Stored data>
━━━━━━━━━━━━━━━━━━━━

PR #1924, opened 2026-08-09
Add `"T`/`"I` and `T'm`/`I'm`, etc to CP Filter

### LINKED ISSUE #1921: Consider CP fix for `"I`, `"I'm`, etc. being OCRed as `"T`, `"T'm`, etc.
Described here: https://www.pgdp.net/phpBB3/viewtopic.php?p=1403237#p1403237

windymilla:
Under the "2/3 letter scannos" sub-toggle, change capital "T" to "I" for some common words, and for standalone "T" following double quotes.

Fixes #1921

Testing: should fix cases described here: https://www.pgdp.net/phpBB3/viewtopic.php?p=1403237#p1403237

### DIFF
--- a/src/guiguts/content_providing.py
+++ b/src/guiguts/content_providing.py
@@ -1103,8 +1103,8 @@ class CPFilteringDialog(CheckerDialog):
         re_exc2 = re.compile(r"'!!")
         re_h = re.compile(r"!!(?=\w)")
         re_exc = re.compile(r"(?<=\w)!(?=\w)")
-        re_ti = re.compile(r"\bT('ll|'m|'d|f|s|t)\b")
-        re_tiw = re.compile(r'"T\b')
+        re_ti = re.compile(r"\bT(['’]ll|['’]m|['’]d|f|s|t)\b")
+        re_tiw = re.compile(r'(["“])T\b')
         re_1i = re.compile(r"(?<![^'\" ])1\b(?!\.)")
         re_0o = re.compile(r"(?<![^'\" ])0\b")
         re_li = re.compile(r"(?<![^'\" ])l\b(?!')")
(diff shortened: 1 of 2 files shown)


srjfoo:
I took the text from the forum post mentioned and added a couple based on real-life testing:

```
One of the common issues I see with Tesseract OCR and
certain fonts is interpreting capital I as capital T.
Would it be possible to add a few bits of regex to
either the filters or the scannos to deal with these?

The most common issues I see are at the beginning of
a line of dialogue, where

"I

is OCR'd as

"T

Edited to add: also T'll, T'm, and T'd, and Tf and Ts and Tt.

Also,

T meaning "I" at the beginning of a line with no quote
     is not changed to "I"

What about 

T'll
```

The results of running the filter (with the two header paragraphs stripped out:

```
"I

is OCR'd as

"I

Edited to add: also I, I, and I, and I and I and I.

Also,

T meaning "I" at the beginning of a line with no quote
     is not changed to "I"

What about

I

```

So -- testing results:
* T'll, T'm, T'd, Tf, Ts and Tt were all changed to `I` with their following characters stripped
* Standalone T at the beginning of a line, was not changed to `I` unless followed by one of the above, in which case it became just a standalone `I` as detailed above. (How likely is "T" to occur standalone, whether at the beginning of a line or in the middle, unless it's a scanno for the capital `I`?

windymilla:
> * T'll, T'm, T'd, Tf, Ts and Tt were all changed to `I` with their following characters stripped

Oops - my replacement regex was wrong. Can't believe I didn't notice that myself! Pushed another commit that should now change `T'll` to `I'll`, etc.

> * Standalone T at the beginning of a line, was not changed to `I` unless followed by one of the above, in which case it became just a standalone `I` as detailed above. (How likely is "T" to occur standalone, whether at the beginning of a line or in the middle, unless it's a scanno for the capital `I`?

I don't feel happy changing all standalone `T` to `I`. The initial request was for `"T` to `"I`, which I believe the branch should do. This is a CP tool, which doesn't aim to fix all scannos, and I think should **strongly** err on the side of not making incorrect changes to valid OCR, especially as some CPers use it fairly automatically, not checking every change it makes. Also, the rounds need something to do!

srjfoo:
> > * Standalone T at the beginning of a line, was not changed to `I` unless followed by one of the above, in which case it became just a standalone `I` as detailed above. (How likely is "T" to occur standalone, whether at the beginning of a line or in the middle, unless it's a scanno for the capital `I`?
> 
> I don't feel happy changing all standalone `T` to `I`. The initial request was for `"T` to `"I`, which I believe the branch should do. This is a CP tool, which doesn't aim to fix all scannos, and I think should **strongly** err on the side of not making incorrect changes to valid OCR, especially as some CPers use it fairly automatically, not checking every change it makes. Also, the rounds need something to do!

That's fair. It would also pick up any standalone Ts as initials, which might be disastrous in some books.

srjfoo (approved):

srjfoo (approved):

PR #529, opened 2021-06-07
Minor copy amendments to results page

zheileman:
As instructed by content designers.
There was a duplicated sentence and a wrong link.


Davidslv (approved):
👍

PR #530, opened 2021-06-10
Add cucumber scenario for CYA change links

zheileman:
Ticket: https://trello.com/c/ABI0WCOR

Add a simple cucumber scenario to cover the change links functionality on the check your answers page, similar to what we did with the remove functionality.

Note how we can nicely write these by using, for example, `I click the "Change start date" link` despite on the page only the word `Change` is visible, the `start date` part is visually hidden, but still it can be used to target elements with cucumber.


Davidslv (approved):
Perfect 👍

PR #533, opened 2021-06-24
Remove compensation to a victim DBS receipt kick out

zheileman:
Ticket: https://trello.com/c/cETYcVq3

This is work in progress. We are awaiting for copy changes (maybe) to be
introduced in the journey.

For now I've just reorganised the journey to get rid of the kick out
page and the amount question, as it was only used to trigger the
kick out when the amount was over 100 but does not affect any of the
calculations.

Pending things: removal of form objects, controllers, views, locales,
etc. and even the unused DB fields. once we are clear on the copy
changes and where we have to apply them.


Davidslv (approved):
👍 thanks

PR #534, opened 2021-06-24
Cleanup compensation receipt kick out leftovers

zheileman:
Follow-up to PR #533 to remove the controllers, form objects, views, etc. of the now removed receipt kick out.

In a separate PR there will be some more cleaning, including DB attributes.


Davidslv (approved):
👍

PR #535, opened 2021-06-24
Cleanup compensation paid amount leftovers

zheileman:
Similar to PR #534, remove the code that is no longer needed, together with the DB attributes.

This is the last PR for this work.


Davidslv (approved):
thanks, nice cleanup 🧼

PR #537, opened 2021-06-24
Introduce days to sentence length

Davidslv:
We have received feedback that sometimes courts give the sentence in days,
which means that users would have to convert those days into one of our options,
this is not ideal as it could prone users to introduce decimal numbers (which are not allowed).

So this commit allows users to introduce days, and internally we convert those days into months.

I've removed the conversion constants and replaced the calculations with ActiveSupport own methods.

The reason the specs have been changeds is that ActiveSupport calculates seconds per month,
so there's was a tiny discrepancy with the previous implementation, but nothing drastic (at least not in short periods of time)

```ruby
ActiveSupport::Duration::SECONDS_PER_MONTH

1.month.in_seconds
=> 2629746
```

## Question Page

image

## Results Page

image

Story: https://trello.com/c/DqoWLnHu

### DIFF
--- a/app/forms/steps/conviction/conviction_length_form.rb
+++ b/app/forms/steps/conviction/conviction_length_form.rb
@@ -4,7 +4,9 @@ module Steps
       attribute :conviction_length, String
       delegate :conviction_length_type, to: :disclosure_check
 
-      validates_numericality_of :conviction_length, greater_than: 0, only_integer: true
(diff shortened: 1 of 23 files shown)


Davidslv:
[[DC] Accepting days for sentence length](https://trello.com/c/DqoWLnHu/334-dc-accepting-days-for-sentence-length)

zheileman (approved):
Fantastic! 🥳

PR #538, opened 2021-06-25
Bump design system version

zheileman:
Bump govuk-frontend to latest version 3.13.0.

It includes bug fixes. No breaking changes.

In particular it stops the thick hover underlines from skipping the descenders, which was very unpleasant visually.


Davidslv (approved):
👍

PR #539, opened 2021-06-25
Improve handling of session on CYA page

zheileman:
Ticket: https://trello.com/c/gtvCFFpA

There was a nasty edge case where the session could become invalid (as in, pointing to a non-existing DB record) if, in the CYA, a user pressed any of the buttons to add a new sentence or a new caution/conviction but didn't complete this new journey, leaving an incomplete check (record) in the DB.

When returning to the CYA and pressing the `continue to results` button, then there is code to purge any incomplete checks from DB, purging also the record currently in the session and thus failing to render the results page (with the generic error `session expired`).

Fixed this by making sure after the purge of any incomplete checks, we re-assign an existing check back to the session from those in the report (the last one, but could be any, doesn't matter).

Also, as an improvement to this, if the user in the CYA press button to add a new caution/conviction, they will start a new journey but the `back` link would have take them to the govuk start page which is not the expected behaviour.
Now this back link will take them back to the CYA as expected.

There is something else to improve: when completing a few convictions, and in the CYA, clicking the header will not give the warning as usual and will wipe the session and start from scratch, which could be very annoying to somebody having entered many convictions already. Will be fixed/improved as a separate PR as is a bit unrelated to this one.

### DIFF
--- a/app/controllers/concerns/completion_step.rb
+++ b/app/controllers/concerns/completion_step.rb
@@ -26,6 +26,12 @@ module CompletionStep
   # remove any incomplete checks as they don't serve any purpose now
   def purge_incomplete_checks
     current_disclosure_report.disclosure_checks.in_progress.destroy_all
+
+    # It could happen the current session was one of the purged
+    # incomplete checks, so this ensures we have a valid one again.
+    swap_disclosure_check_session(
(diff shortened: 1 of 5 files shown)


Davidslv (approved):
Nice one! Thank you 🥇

━━━━━━━━━━━━━━━━━━━━

PROBLEM DETAILS>
Starting at the line that holds "Now this back", retype each line exactly through the end of the entries, both ends included.

OUTPUT FOR THIS EXERCISE>
Now this back link will take them back to the CYA as expected.

There is something else to improve: when completing a few convictions, and in the CYA, clicking the header will not give the warning as usual and will wipe the session and start from scratch, which could be very annoying to somebody having entered many convictions already. Will be fixed/improved as a separate PR as is a bit unrelated to this one.

### DIFF
--- a/app/controllers/concerns/completion_step.rb
+++ b/app/controllers/concerns/completion_step.rb
@@ -26,6 +26,12 @@ module CompletionStep
   # remove any incomplete checks as they don't serve any purpose now
   def purge_incomplete_checks
     current_disclosure_report.disclosure_checks.in_progress.destroy_all
+
+    # It could happen the current session was one of the purged
+    # incomplete checks, so this ensures we have a valid one again.
+    swap_disclosure_check_session(
(diff shortened: 1 of 5 files shown)


Davidslv (approved):
Nice one! Thank you 🥇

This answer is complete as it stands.